PR #418, opened 2019-04-24
Send All options

SebastienGllmt:
We need our API to support a "sendAll" feature. This is required for two cases:

1) Sending your entire balance through the "Send" tab. This wasn't possible before because the old WASM bindings enforced a change address but the new WASM bindings allow us to do this.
◇ ◇ ◇ ◇ ◇ ◇ ◇
## Action item:
Nothing may be dropped or altered; repeat every record in full.

## Answer to this exercise:
PR #418, opened 2019-04-24
Send All options

SebastienGllmt:
We need our API to support a "sendAll" feature. This is required for two cases:

1) Sending your entire balance through the "Send" tab. This wasn't possible before because the old WASM bindings enforced a change address but the new WASM bindings allow us to do this.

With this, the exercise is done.